Closed hardikdava closed 11 months ago

hardikdava commented 1 year ago

Thank you for your amazing work. I have 2 questions regarding visualization.

wanmeihuali commented 1 year ago

Web visualizer based on vulkan is in future plans, but not available for now. I'm still trying to implement the radix sort by taichi, but meet some problem for int64 support. The parquet file is just a pandas table, the columns are very straightforward. You can just take the x,y,z,alpha columns to build any point cloud file. However, most of the points in the point cloud are almost transparent, I've tried to build mesh by the point cloud but the result is not very good. Maybe MarchCube method still works, but it requires a lot more code.

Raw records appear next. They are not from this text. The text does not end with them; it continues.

PR #1559, opened 2020-09-26
use new atom ide types

aminya:
- [x] there is no compiled file

This uses the new atom-ide types which are provided in atom-ide-base.


aminya:
@lierdakil When I run prettier nothing changes! Is this error a false-positive?

lierdakil:
Apparently prettier broken on good ol' Trusty. I've just updated Travis config to use Bionic. It should (hopefully) work if you merge/rebase.

aminya:
Rebased it. Now it works 😄

lierdakil:
Can we have a types-only package? It feels somewhat weird to install something just for the types. Especially considering atom-ide-base npm package is 3.6M when the types we need are only 44K (i.e. about 1.2%)

Yes, I know, common wisdom is to bundle types with the package. But here it's a bit different, since the absolute majority of `atom-ide-base` consumers won't intend to actually use any _code_ in the package.

aminya:
@lierdakil 

Actually, I plan to add more functionalities to atom-ide-base. Since it is both an apm and an npm package. So in the near future, there will be some code that all the IDE packages would need to use. Many of the logics can be refactored in a commonplace.

This should not affect the end-user for now. It is just a devDependency. 🤔 Does it?

aminya:
atom-ide-base 1.4.0 will be released which is smaller. I will update this PR.

aminya:
Updated to atom-ide-base 1.4.1 which is smaller.

lierdakil:
> This should not affect the end-user for now.

It should not, unless something is very wrong, or the end-user decides they want to hack on the package. This is admittedly a minor nitpick.

> Updated to atom-ide-base 1.4.1 which is smaller.

Okay, cool, works for me.

lierdakil:
Merged manually due to conflicts.

PR #1560, opened 2020-09-26
Improve loading time by building via Parcel

aminya:

This reduces the loading time of atom-typescript (when no activation hook enabled) from 245ms to 145ms. This means the JavaScript code is loaded 100ms faster! 🚀 
ts

### made on top of #1559


lierdakil:
I've pulled the relevant parts and released as v14.0.0.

hardikdava commented 1 year ago

@wanmeihuali Thanks for your reply. I was able to extract pointcloud from .parquet file. Is there anyway to get textured mesh output? Like converting feature vectors to meaningful RGB values?

wanmeihuali commented 1 year ago

@hardikdava Currently, there isn't an efficient way to obtain a textured mesh output. The difficulties stem from two aspects:

You might have noticed that the alpha value in the parquet represents the opacity of each point. Algorithms like the one used here, akin to NeRF, assume all 3D objects are semi-transparent and render them through volume rendering. The issue arising from this is that, unlike traditional point clouds where points are distributed on the surface of objects, the point cloud generated by this algorithm contains numerous near-transparent points distributed near the surface of objects. The color stacking of these points accurately portrays the surface of the object. Conventional point-cloud-to-mesh algorithms struggle with this scenario, often not taking into account the opacity of the points at all. My previous experiments in this area haven't been very successful. You might need a customized point-cloud-to-mesh conversion algorithm.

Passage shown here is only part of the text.